Nice day!! Thanks for the report.


----------



## JoeZ (Sep 30, 2007)

That's a pretty epic trip. Hope you can repeat it next year and hold on for big fish.


----------



## fishn4fun (May 11, 2008)

That is awesome!!!! I hope to get a blackfin from the yak some day


----------



## FishJunky (Apr 20, 2012)

Awesome video!!! Great job you guys! I bet that BFT and the Mahi was some damn good eating!!! I need to quit catching so many damn sharks and catch me a TUNA!


----------



## JD7.62 (Feb 13, 2008)

Nice job guys, if there was a prize for best dinner after the tournament, yall would have won by a long shot.

That tuna shaking you and almost knocking your rod out was too funny.


----------



## Fishermon (Oct 19, 2007)

BFT...nice! ....freaking awesome!!! :thumbsup:...btw congrats to all who participated I'm pretty sure you all did great. Pics, pics more pics....lol

Thanks for sharing.


----------



## MillerTime (Jul 6, 2011)

Congrats!


----------



## dthomas142 (Jul 18, 2011)

Great job guys! Fine BFT there man, jealous to say the least! Congrats!


----------



## Foulhook (Apr 26, 2010)

That was an epic trip. Congrats on the tuna.


----------



## b16acrx1988 (Jul 8, 2012)

Dang, nice fish and nice video, looks like an awesome trip.


----------



## scaly neck (Jul 19, 2009)

Wow! what a great day. Thanks for the great vid....:thumbup: Congrats on the GoPro....


----------



## Ginzu (Nov 16, 2011)

scaly neck said:


> Wow! what a great day. Thanks for the great vid....:thumbup: Congrats on the GoPro....


Thanks.

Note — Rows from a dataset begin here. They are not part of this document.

PR #596, opened 2015-02-02
Fixed HystrixContextScheduler to conform with RxJava Worker contract

akarnokd:
Fixed issue in #354 by making ```HystrixContextScheduler``` conform with RxJava's Worker contract. See also #593.

To avoid code duplication, it uses the ```rx.internal.schedulers.ScheduledAction```. I don't know how close Hystrix follows RxJava releases, but I'll make steps to have ```ScheduledAction``` part of the stable RxJava API eventually.

### DIFF
--- a/hystrix-core/src/main/java/com/netflix/hystrix/strategy/concurrency/HystrixContextScheduler.java
+++ b/hystrix-core/src/main/java/com/netflix/hystrix/strategy/concurrency/HystrixContextScheduler.java
@@ -15,16 +15,12 @@
  */
 package com.netflix.hystrix.strategy.concurrency;
 
-import java.util.concurrent.RejectedExecutionException;
-import java.util.concurrent.TimeUnit;
-import java.util.concurrent.atomic.AtomicReference;
+import java.util.concurrent.*;
 
-import rx.Scheduler;
-import rx.Subscription;
+import rx.*;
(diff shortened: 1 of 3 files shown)


mattrjacobs:
This is great @akarnokd , thanks for the contribution!  

The other piece of this issue is that a HystrixCommand has configuration to optionally perform a thread interruption on some ```unsubscribe```s.   From what I can tell ```SchedulerAction.FutureCompleter``` already has a unsubscribe policy where thread interrupts happen if and only if the thread is different from the current.  The policy I'm describing for Hystrix would be different from that, and determined at schedule-time.

I'm sure I could whip up a different hack for that - but is there a better way to make the thread-interruption policy more configurable?

akarnokd:
I'm currently proposing a change for ```ScheduledAction``` in https://github.com/ReactiveX/RxJava/pull/2579 which adds a system-property to enable/disable interruption globally. I'll add some interrupt-support there.

mattrjacobs:
I'm merging this in.  I'll open up a separate issue for the configurability of the thread-interrupt behavior.  Then, depending on how RxJava and Hystrix release cycles line up, I'll likely just use the new behavior in RxJava (https://github.com/ReactiveX/RxJava/pull/2579/files).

I was really expecting someone to roll in with a monster and beat me.


----------



## Caddy Yakker (May 21, 2011)

What did the BFT eat?


----------



## below me (Jan 13, 2012)

awesome!


----------



## coolbluestreak (Jun 27, 2011)

MillerTime said:


> Congrats!


Man Brandon, when I first saw the name of the post I thought it was about you.


----------



## punkfishking (May 11, 2010)

Awesome day man, thats one that will be hard to beat. I need some time off of work. Good job.


----------



## Ginzu (Nov 16, 2011)

Caddy Yakker said:


> What did the BFT eat?


Cigsicle on a duster rig.


----------



## MVann126 (Feb 17, 2012)

Totally awesome!


----------